> **What is being asked**
A copy is needed of each line in the records that has the word "approach".

Data extracted from a collection:
PR #175, opened 2015-07-21
Fix output of build_sphinx -w option in py 3.x

eteq:
In python 3.x, it turns out that using the ``-w`` option causes the output of ``build_sphinx`` to be a single-line string that looks like ``b'...'`` (see gammapy/gammapy#305 for an report about this issue).

The underlying problem is that the ``-w`` path in the ``build_sphinx`` command has to know if the build succeeded, so it saves the stdout using ``subprocess.PIPE``.  It then prints at the end.  This works fine in py 2.x, because the pipes yield strings, but in py 3.x, the pipes yield bytes.  So this PR fixes this by decoding the output as UTF-8.  I *think* that should be safe, but @embray or @mdboom might want to provide input as to whether there's any way to actually check if the output is truly UTF-8.

### DIFF
--- a/astropy_helpers/commands/build_sphinx.py
+++ b/astropy_helpers/commands/build_sphinx.py
@@ -181,7 +181,7 @@ class AstropyBuildSphinx(SphinxBuildDoc):
 
             stdolines = stdo.splitlines()
 
-            if b'build succeeded.' in stdolines:
+            if 'build succeeded.' in stdolines:
                 retcode = 0
             else:
                 retcode = 1
--- a/astropy_helpers/commands/build_sphinx.py
+++ b/astropy_helpers/commands/build_sphinx.py
@@ -174,7 +174,7 @@ class AstropyBuildSphinx(SphinxBuildDoc):
                                     stdin=subprocess.PIPE,
                                     stdout=subprocess.PIPE,
                                     stderr=subprocess.STDOUT)
-            stdo, stde = proc.communicate(subproccode.encode('utf-8'))
+            stdo, _ = proc.communicate(subproccode.encode('utf-8'))
             stdo = stdo.decode('utf-8')
 
             print(stdo)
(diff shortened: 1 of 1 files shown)


embray:
Yeah, should be fine.

Incidentally, this business of calling subprocess and decoding the stdout is repeated in lots of places in astropy_helpers.  I might grub around and see if there isn't already a utility function for that (and add one if there isn't...)

eteq:
@embray - yeah, that definitely makes sense.  Let me know if so, as I would probably use it in other places.

mapazarr:
@eteq Thanks for taking care of this. The fix works for me. Sorry for the confusion in the last post: you're right. I was not using the `-w` option. There is no difference in the output when using the `-w` option for python `2.7` with and without the patch. Or, when using the patch, between python `2.7` and `3.4`. So all fine from my side :-)

As for the question why I am using the `-w` option is in order to catch possible failures in the docs that survive the tests but would fail in the sphinx build during a PR (up to now I only have done PRs in `gammapy`).

eteq:
@mapazarr - gotcha.  FYI, the ``-w`` option only changes the *return code* that the ``build_sphinx`` command yields.  You still will see all the warnings even if you don't provide it.  But travis uses the return code to decide if a test "passed" or "failed" in a PR, so that's why it's necessary there.  If you're just looking at it yourself, you can always just read the message at the end that tells if there were any warnings.

So it sounds like this does indeed fix the originally reported problem - if the tests pass I think this is good to go.

cdeil:
Tests passed.

Probably a changelog entry should be added.

embray:
I don't think it's super important.  Just to make sure I understand correctly, all this is doing is making the output a little more readable, right?  I can't say I've ever even noticed this myself, or didn't care when I did (though I'm certainly all for fixing it).

cdeil:
@embray – Here's the difference in output on Python 2 and 3:
- Python 2: https://travis-ci.org/astroplanners/astroplan/jobs/74846421#L866
- Python 3: https://travis-ci.org/astroplanners/astroplan/jobs/74846422#L876

This PR fixes the Python 3 output.

@embray – Ready to merge?

embray:
Ah, I see.  Yes, this is much better thanks.

PR #178, opened 2015-08-16
Add cmdline option to override auto_use in setup.cfg

sargas:
This is a simple patch to add a command line option (`--disable-ah-bootstrap`) to override the `auto_use = True` setting in packages. This is useful for packaging up astropy_helpers-based software for distributions without needing to manually patch it (as in https://anonscm.debian.org/cgit/debian-astro/packages/python-astropy.git/tree/debian/patches/disable_helper.patch by @olebole)

### DIFF
--- a/ah_bootstrap.py
+++ b/ah_bootstrap.py
@@ -16,7 +16,8 @@ When this module is imported or otherwise executed it automatically calls a
 main function that attempts to read the project's setup.cfg file, which it
 checks for a configuration section called ``[ah_bootstrap]`` the presences of
 that section, and options therein, determine the next step taken:  If it
-contains an option called ``auto_use`` with a value of ``True``, it will
+contains an option called ``auto_use`` with a value of ``True`` and setup.py,
+was not run with the ``--disable-ah-bootstrap`` option, it will
 automatically call the main function of this module called
 `use_astropy_helpers` (see that function's docstring for full details).
 Otherwise no further action is taken (however,
@@ -275,6 +276,10 @@ class _Bootstrapper(object):
         if '--offline' in argv:
             config['offline'] = True
             argv.remove('--offline')
+
+        if '--disable-ah-bootstrap' in argv:
+            config['auto_use'] = False
+            argv.remove('auto_use')
 
         return config
 


olebole:
I'd support this, since it makes my work (and the work of people packaging the affiliated packages for Debian) easier, thus lowering the threshold to get them packaged. Thank you for the patch!
If it is decided that the patch does not make sense in the helpers package, I would apply it locally to the Debian python-astropy-helpers package.

sargas:
@olebole thanks, but this just changes the default ah_bootstrap.py file - every affliated package using `auto_use = True` (including astropy itself) would need to update their bundled copy of it to use this option. It doesn't actually change the installed astropy-helpers.

olebole:
You are right: my mistake :-)

embray:
My preference is for downstream packagers to just patch the setup.cfg to set `auto_use = False`.  I've also mentioned elsewhere that what I would prefer to see also is the option for a site-specific setup.cfg that packagers can use to override the defaults (this is what Numpy does for example).

olebole:
@embray I can live with any option -- the current situation has the advantage that I can use it to teach new packagers how to patch the source when packaging. Site specific setup.cfg (in /etc) would be also an alternative to a setup option.

embray:
> the current situation has the advantage that I can use it to teach new packagers how to patch the source when packaging

True, though having to patch is not entirely ideal ;)
When adding a site specific setup.cfg does that also require a patch (at least for the Debian workflow)?  I didn't mean anything that would go in /etc though--I thought it would just be something you put in the source tree that overrides settings in the base setup.cfg.

embray:
Though in retrospect, although I would still like the config file option too, I think this is a fairly straightforward approach and a very simple patch.  If you could just add a changelog entry about it under the v1.0.4 section I'll merge.

olebole:
@embray Everything that is changes in the source tree comes there via a patch. I also have no direct access to the home directory during the build. The idea would just be that I add a proper `/etc/astropy-helpers.cfg` (or similar) to the astropy-helpers package, so that under Debian one would always use the installed package. However, the use of patching `setup.cfg` in the source to teach newcomers was not meant ironically; it is anyway very often needed to patch something, and therefore a packager should know how to do this.

embray:
One thing I do find funny is that the `ah_bootstrap` script doesn't even *allow* you to use an already installed version of astropy-helpers.  On one level this was intentional--a user installing from PyPI with pip for example should generally not install astropy-helpers directly.  But in cases where it *does* happen to be installed in site-packages for whatever reason it should still be possible to find the copy that's there and use it when appropriate.

sargas:
@olebole If `ah_bootstrap` uses that file if it exists, then you've changed (potentially breaking) anyone using pip in a virtualenv to install a package that requires a newer astropy_helpers for some reason. A `--use-setupcfg /path/to/deb_build.cfg`-like option is still needed, although I don't see the advantage of a site file over switches though.

@embray what about a `--use-system-astropy-helpers` option to make the intent clear? I think most distros have a concept of build-only dependences (DEPEND in ebuild's, Build-Depends in deb's, BuildPreReq in rpm's) that are not needed once the package is built/installed. The use of ah_bootstrap as a workaround for a library that isn't used after building is only needed for pip.

embray:
I think a `--use-system-astropy-helpers` would be good (unfortunately lengthy, but okay for static build scripts and also congruent with similar options for bundled build dependencies.

astrofrog:
Since this PR has been stale for a couple of years, I'm going to close it in favor of an issue: https://github.com/astropy/astropy-helpers/issues/350

Issue #179, opened 2015-08-19
bootstrap-astropy.css messes up line numbering on sphinx code blocks


RiceMunk:
Currently working on the documentation for something I'm trying to get released as an astropy affiliated package, and I found a problem with how numbered code blocks are rendered using the astropy sphinx css stuff.

Here's a screenshot of what happens (at least with Chrome and Firefox) if I try to make a line-numbered code block in sphinx (using the code-block::-markup):
![sphinx_codeblock_wrong](https://cloud.githubusercontent.com/assets/401690/9363229/16c40582-469d-11e5-9116-a4457e23ea43.png)

The line numbering on that is not very useful, so it's a problem for my attempt at writing examples.

After a while of scrathing my head and learning how the element inspection thingy on Chrome works, I found out that this is because of something in bootstrap-astropy.css. Turns out that, for reasons I don't really understand, the line "white-space: pre-wrap;" in the pre-block (line 153 in bootstrap-astropy.css) is causing this problem. If I remove that line from the css, I get something a bit better-looking:
![sphinx_codeblock_lesswrong](https://cloud.githubusercontent.com/assets/401690/9363326/c3549d70-469d-11e5-8862-512ac2b74997.png)

Gonna modify the css in the thingy I'm working on to not cause the line numbering issue, but I figured you people would wanna know about this as well.

embray:
That's odd. I think none of the Astropy docs use line numbering, so it hadn't come up before.  I'm not sure why this happens either--thanks for the report.

RiceMunk:
No problem. I went ahead and made a pull request for the quick fix I made.

Not sure if that's the best way of going about getting rid of this issue but there you have it. See pull request #180.

embray:
Fixed by #180--thanks @RiceMunk

PR #180, opened 2015-08-19
Fix for issue #179

RiceMunk:
This should fix issue #179 in the way I described in the OP.

### DIFF
--- a/CHANGES.rst
+++ b/CHANGES.rst
@@ -10,7 +10,8 @@ astropy-helpers Changelog
 1.0.4 (unreleased)
 ------------------
 
-- Nothing changed yet.
+- Fixed issue with the sphinx documentation css where the line numbers for code
+  blocks were not aligned with the code. [#179]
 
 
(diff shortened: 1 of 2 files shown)


embray:
Probably fine, but I want to see if I can figure out why that line was there in the first place.

embray:
Okay, looks like that's been there all along (and is also overriding the `white-space: pre` just before it anyways).  I'm going to try building the Astropy docs to see if this change makes anything obviously go awry, and if not we can use it (just add a changelog entry for v1.0.4).

RiceMunk:
Yeah, I was wondering if there were supposed to be two `white-space` entries there, but don't really know enough about CSS to know if that intentional.

Added the changelog entry now to the file I think it's supposed to be in.

embray:
Looks good--I did a test build of the docs and although it's impossible to check every page I don't see this having a whole lot of impact anywhere, so we'll go with it for now.

PR #182, opened 2015-09-02
Crash in adjust_compiler when usable compiler isn't found

embray:
This showed up via a Stack Overflow question: http://stackoverflow.com/questions/32354982/problems-installing-astropy

If the `get_compiler_version` function fails to find the right way to get the compiler version, it returns the string `'unknown'`.  But the regexp in `adjust_compiler` that checks the compiler version is a bytes regexp.  On Python 2 this is no problem, but on Python 3 it crashes if passed the string `'unknown'`.

This can be replicated by setting the CC environment variable to any program that just exits with a non-zero error code (regardless of arguments).

Note, even if not for this bug the installation would probably still fail if the user lacks a working compiler.

### DIFF
--- a/CHANGES.rst
+++ b/CHANGES.rst
@@ -13,6 +13,9 @@ astropy-helpers Changelog
 - Fixed issue with the sphinx documentation css where the line numbers for code
   blocks were not aligned with the code. [#179]
 
+- Fixed a crash that could occur on Python 3 when a working C compiler isn't
+  found. [#182]
+
 
 1.0.3 (2015-07-22)
 ------------------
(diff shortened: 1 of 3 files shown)


embray:
Honestly the test for this code probably wasn't even worth it.  The `adjust_compiler` hack has so far only ever been needed to work around problem's with Apple's llvm-gcc, which isn't even common in the wild anymore.  Maybe the code can hang around for now, but it's becoming irrelevant I think.

That said, adding this test boosted the coverage of that file a good %20 or so.

mdboom:
That's some test!  I agree with everything you say -- this is increasingly irrelevant.  `llvm-gcc` was always an "interim hack" until `clang` caught up.  I can't remember which version of XCode this corresponded to...

PR #183, opened 2015-09-14
Squelch Numpy deprecation warnings when building Cython extensions

embray:
Cython currently makes use of some deprecated (as of Numpy 1.7) interfaces in Numpy's C API, which results in some annoying warnings when building.

We can't disable use of the deprecated API, yet, since Cython depends on it.  But we can squelch those warnings for now, which are not of particular use to us.


embray:
Had to rebase, but since the last commit contains "skip ci" the CI stuff isn't running :(

I've tested this change locally, however, and found no errors, unsurprisingly.

PR #185, opened 2015-09-15
Add Cython support to the build_ext command late in the setup process

embray:
This makes it possible to build extension modules using Cython even if Cython was not available at the beginning of the setup.py script.  This means that Cython can be added as a build-time dependency in setup_requires, and still be used later in the build process if it was installed locally via setup_requires.

I plan to use this for astropy/astropy#3229 which I also want to extend to add Cython to the build requirements (only for git checkouts though--never source releases).

### DIFF
--- a/CHANGES.rst
+++ b/CHANGES.rst
@@ -20,6 +20,11 @@ astropy-helpers Changelog
   just ensures that any other imports that occur during build will have this
   flag set. [#191]
 
+- It is now possible to use Cython as a ``setup_requires`` build requirement,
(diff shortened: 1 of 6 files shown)


embray:
Going to set up a PR to astropy incorporating this change before merging it.

embray:
Actually, nevermind, that will be part of astropy/astropy#3229 so I just need to update there.

embray:
Rebased on top of #192, and also removed the "skip ci" from the last commit so that the CI will run.

PR #186, opened 2015-09-15
Followup to #183 to fix building with MSVC

embray:
Fixes builds broken by #183.


embray:
The above Travis-CI failure is unrelated.

embray:
Not sure why "coverage pending" from coveralls.  The report seems to exist over at their site, so something is going wrong with their push to GitHub I guess...?

PR #187, opened 2015-09-17
Test temp root

embray:
This is needed as part of the solution for astropy/astropy#4164, which can then be resolved by setting a default temp-root option in the setup.cfg for astropy (or other package).  Tempting to just make this the default, but leaving as is for now.

A separate PR will be needed to implement this for v1.1.0.


embray:
Oops, I sort of did this backwards.  Hold on...

embray:
I'm actually going to close this PR.  Per the discussion in astropy/astropy#4164 this may not be the best approach to fix the original issue.

I'm still going to keep #188--the new feature may be useful to have at some point.  But it can wait 'til the next feature release and is less imperative.

PR #188, opened 2015-09-17
Adds an option to set the base directory for temporary test files

embray:
(ports #187 to master)


mdboom:
py.test 2.8.0 just came out on 18-09-2015 with a lot more changes.  

https://pytest.org/latest/changelog.html#id1

We may want to move to it while we're at it and make sure there are no more surprises.  There are some failures on the astropy suite when moving to it, but I haven't had time to deeply investigate yet.

embray:
Perhaps, but I don't want it to hold things up, and I don't see anything in the changes that would help with the specific issue this was trying to address.

PR #189, opened 2015-09-21
Ensure common py.test rootdir for test files

embray:
This now copies the docs for testing into the temp dir, and ensures that the setup.cfg is in the common root directory for the Python files and the docs.  This ensures that in py.test >= 2.7 the correct common test directory can be found as the 'rootdir'.  Seems to work fine with older versions of py.test as well (down to 2.4).

This replaces #187 as a solution to astropy/astropy#4164


mdboom:
:+1:

mdboom:
Sorry for closing.  Bumped the wrong button :(

embray:
Happens :)

PR #192, opened 2015-09-29
Fixed a regression introduced by by #184 that caused testing to always default to verbose results

embray:
Fixed another small regression from #184.  This fix should be incorporated in astropy/astropy#4020


embray:
Coverage dropped, but only in a module that isn't covered by the tests in the first place (and should probably be excluded from the coverage report since it only exists for backward-compat purposes).

PR #852, opened 2024-12-09
refactor(data): move textile process "correctif" to comment

n1k0:
## :wrench: Problem

The poorly named `correctif` field actually wants to be a `comment` string. We also want all the processes files to benefit from it.

## :cake: Solution

Rename `correctif` to `comment`, so the three processes file formats for food, object and textile has this field.

Check the explorer, ui and API which should all keep working just fine, no impact changes. Also, the test suite should be green.

ecobalyse-private: refactor/move-correctif-to-correctives


vjousse (approved):
LGTM :+1: Thread on Mattermost https://mattermost.incubateur.net/fabnum-mte/pl/wyttiiup4idkx8omp1erf1c8dc

PR #855, opened 2024-12-10
feat: Generalize density, electricity, heat and waste process fields

n1k0:
## :wrench: Problem

JSON file format for processes are different for food, object and textile, we need to homogenize and standardize them so we define processes in a single fashion, most notably for defining density, elec and heat consumption and waste. This work is part of [a greater data format homogenization plan](https://www.notion.so/Refonte-fichiers-proc-d-s-2ac499dada8f4565baa6adf28c43cbde).

## :cake: Solution

Implement the `elec`, `heat`, `density` and `waste` field in the three current JSON files defining food, object and textile processes.

I didn't spend much time examining implications on data generation in the current python backend.

Detailed processes have been updated accordingly in https://github.com/MTE-extended/ecobalyse-private/pull/33, which is to review, approve and land prior to this PR.

Ensure that ui, explorer and API don't break. Scores shouldn't budge.

ecobalyse-private: feat/generalize-density-elec-heat-waste


n1k0:
I was too excited, forgot to update detailed processes files on ecobalyse-private. Hold on.

n1k0:
@vjousse @paulboosz @ccomb patch is now actually ready for review.

ccomb (approved):
Approving but I was really wondering why we keep these fields in the first place since they are originating from the Base Impact. I would have rather tried to migrate to an ACV-only process (with complements). I'm still unconfortable to add heat and electricity to an ecoinvent or agb process which are supposed to already contain them upstream.

n1k0:
> Approving but I was really wondering why we keep these fields in the first place since they are originating from the Base Impact. I would have rather tried to migrate to an ACV-only process (with complements). I'm still unconfortable to add heat and electricity to an ecoinvent or agb process which are supposed to already contain them upstream.

This has been discussed with and validated by @paulboosz: sometimes we want to use other datasources than EI which require this way of representing the process. I understand your concerns but if you don't have another proposal to allow BI and EI processes in a same data format, I think we'll have to compose with the situation and land the patch anyway.

n1k0:
I'd really like to have @paulboosz's approval for landing this patch and possibly address @ccomb's concerns 🙏

paulboosz:
> Approving but I was really wondering why we keep these fields in the first place since they are originating from the Base Impact. I would have rather tried to migrate to an ACV-only process (with complements). I'm still unconfortable to add heat and electricity to an ecoinvent or agb process which are supposed to already contain them upstream.

Good point, indeed processes from ACV-source should already contain the heat and the electricity in the impact.

However there are practical reasons for maintaining theses fields:
-  Many processes require country-specific energy adjustments (e.g., textile dyeing)
- Future use cases like battery manufacturing will need country-specific energy data
- Using elec_MJ and heat_MJ provides a simple parameterization mechanism

The alternative is creating a battery process for each country, it's possible but that would be impractical.

One thing we need to consider is how we get an automatic export of  `elec_MJ` and `heat_MJ` with brightway ? Right now we can't and it would be complex, but that would be great to avoid copy/pasting in the future

paulboosz (approved):

PR #862, opened 2024-12-16
feat(data): ensure consistent nullable alias field in all processes files.

n1k0:
## :wrench: Problem

The three `processes.json` files have an inconsistent use of an `alias` field:

- the food processes feature a non-nullable field
- the object processes don't use the field at all
- the textile processes feature a nullable alias field

## :cake: Solution

Make food and object processes using a nullable `alias` field, consistently with textile.

Note that the `alias` field in object processes is set to `null` as we don't have any use of it just yet. Remember that this patch is part of a broader [processes file format homogeneization initiative](https://www.notion.so/Refonte-fichiers-proc-d-s-2ac499dada8f4565baa6adf28c43cbde).

UI, API and tests shouldn't break.

ecobalyse-data: feat/add-processes-alias-field


vjousse (approved):
LGTM :+1:

PR #863, opened 2024-12-16
fix: broken homepage after upgrading highcharts

n1k0:
## :wrench: Problem

The UI is broken since we upgraded Highcharts.js to v12 (white page of death).

## :cake: Solution

Revert Highcharts to v11. We may upgrade to v12 later, but no need to rush.

UI shouldn't be broken anymore (no white page of death).


vjousse (approved):
Tested locally, works as expected after `npm ci` :+1:

PR #866, opened 2024-12-17
feat(data): unified, cross-domain processes file format.

n1k0:
## :wrench: Problem

This work is part of the [processes file format homogeneization work](https://www.notion.so/Refonte-fichiers-proc-d-s-2ac499dada8f4565baa6adf28c43cbde). We want a single Elm type, module and JSON file format to deal with a list of processes for all domains (food, object, and textile).

image

## :cake: Solution

This patch finalizes most of the work:

- [x] it adds the `categories` field  to object processes
- [x] it renames the food processes `identifier` field to `sourceId` (note we're switching to camelCase as discussed over Mattermost)
  - [x] it names that column *identifiant dans la source* in the process explorer
  - [x] it also adds this field to other processes files (object and textile)
- [x] all processes files now sharing the same data structure, it adds a single `Data.Process` module to deal with food, object and textile processes (and removes the old specific ones transparently)

- Special attention should be paid when reviewing the data backend part of the pacth, which I'm highly unsure of.
- Because this patch updates the data format for processes, a PR has been crafted on the private repo to track these changes: https://github.com/MTE-extended/ecobalyse-private/pull/39

Thanks to the Elm compiler and available unit tests, refactored code should be validated by the test suite. Just pay high attention to the possible impacts on the data backend as I'm not familiar at all with its shenanigans.


vjousse:
@n1k0 it looks like you forgot to rename `source_id` to `sourceId` in the textile processes?

n1k0:
@vjousse you're right, thank you buddy!

vjousse (approved):
Tested the app locally and it works as expected. Tested the data export too and it generates the same processes files on my machine. So everything looks good to me. Maybe having a second look from @ccomb or @paulboosz regarding the changes on the data pipeline could be great.

n1k0:
We need to move forward, I'm landing this 🎉

PR #867, opened 2024-12-18
fix: openapi food examples

vjousse:
## :wrench: Problem

With the change to uuids for the ingredients ids, openapi examples don't work anymore.

## :cake: Solution

Change ingredients ids to their corresponding uuids in examples.

Go to http://localhost:1234/#/api and try the food examples, they should work as expected.


n1k0 (approved):
Awesome, thank you!

PR #869, opened 2024-12-19
feat(data): validate processes files against a JSON schema.

n1k0:
## :wrench: Problem

We want to be sure that the processes files generated by the data pipeline are valid.

image

## :cake: Solution

Add a [JSON schema](https://json-schema.org/) and validate our files against it.

Check that the CI's green with the new CI action, or locally using:

```
$ npm run db:validate
```

**Note: I initially added validation for positive numbers for impacts but now I understand this might be expected for some processes and the validation must therefore be relaxed.**


vjousse (approved):
Love it 😍 I think this is something that should, later on, be added to the "output" of the data pipeline instead of here (so in the brand new `ecobalyse-data` repo), what do you think?
For the time being, it looks great here!

n1k0:
> Love it 😍 I think this is something that should, later on, be added to the "output" of the data pipeline instead of here (so in the brand new `ecobalyse-data` repo), what do you think?

Indeed, that's what I had in mind too. The idea is to add the simplest validation step to CI to improve automated QA and iterate later 👍

PR #870, opened 2024-12-19
fix(dev): npm ci error with `transcrypt`

vjousse:
## :wrench: Problem

When `transcrypt` is already configured for your repo locally and you run `npm install` you get an error saying that the current repository is already configured because the npm `postinstall` step is executed no matter what.

## :cake: Solution

Check if the repo was already configured with `transcrypt` before trying to configure it.

`npm ci` should not report any error and should display this message:

    ℹ️ `transcrypt` was already configured for this repo, skipping.
    
The ci should be green, validating the case that everything still works fine when setting up a new repo from scratch.

### DIFF
--- a/bin/run-transcrypt.sh
+++ b/bin/run-transcrypt.sh
@@ -1,3 +1,5 @@
+#!/usr/bin/env bash
+
 # If $SOURCE_VERSION is set, we are building on Scalingo with npm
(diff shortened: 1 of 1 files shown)


n1k0 (approved):
Works perfectly as intended.

PR #872, opened 2024-12-23
refactor: abstract components.

n1k0:
## :wrench: Problem

[User story](https://www.notion.so/Abstraire-les-composants-dans-le-code-ecb8ebdfccff4175a2994e0613792466)

Today we have object-specific components, but we need them to be domain-agnostic so we can use the same code and data source format to handle food, object and textile ones.

## :cake: Solution

Move component impacts computation into `Data.Component` module including `Result` to make the calculation domain-agnostic.

As always with code refactoring, ensure the exposed/updated api makes sense and is as much future-proof as possible.

Ensure that nothing breaks:
- tests should be green, including added ones
- Object components explorer should work as previously
- Object and véli simulators should work as previously

### DIFF
--- a/src/Data/Component.elm
+++ b/src/Data/Component.elm
@@ -74,6 +74,8 @@ type Quantity
     = Quantity Int
 
 
+{-| A data structure carrying the impacts and mass resulting from a computation
+-}
 type Results
     = Results
         { impacts : Impacts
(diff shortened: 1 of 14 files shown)


src/Data/Component.elm
```diff
@@ -0,0 +1,328 @@
...
+
+amountToFloat : Amount -> Float
+amountToFloat (Amount float) =
+    float
+
+
+{-| List components which ids are not part of the provided list of ids
+-}
+available : List Id -> List Component -> List Component
+available ids =
```
vjousse, line 116: Even if the comment helps, I would have named the parameter `usedIds` or `excludedIds`, something more explicit than just `ids`.

vjousse (approved):
LGTM, tested locally and it works as expected. Really cool to see more and more abstracted code! 👍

> **Reply**
Though in retrospect, although I would still like the config file option too, I think this is a fairly straightforward approach and a very simple patch.  If you could just add a changelog entry about it under the v1.0.4 section I'll merge.
I'm actually going to close this PR.  Per the discussion in astropy/astropy#4164 this may not be the best approach to fix the original issue.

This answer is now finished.